● THE TASK
The records below hold a stretch from the line with "This change make" through the line with "parent.open = false"; return exactly those lines, ends included, and nothing more.

● ENTRIES SHOWN
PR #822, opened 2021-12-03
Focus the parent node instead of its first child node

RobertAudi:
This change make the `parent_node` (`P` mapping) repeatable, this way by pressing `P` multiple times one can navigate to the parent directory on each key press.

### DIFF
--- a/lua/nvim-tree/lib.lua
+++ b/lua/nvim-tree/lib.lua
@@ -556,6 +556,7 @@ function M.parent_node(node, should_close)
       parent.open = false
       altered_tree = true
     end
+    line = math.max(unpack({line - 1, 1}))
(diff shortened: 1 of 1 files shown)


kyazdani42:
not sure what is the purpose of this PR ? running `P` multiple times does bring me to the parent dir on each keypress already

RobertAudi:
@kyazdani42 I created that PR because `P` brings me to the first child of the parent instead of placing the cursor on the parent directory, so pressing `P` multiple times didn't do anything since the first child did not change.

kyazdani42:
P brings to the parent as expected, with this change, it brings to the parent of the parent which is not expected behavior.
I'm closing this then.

● TASK OUTPUT
This change make the `parent_node` (`P` mapping) repeatable, this way by pressing `P` multiple times one can navigate to the parent directory on each key press.

### DIFF
--- a/lua/nvim-tree/lib.lua
+++ b/lua/nvim-tree/lib.lua
@@ -556,6 +556,7 @@ function M.parent_node(node, should_close)
       parent.open = false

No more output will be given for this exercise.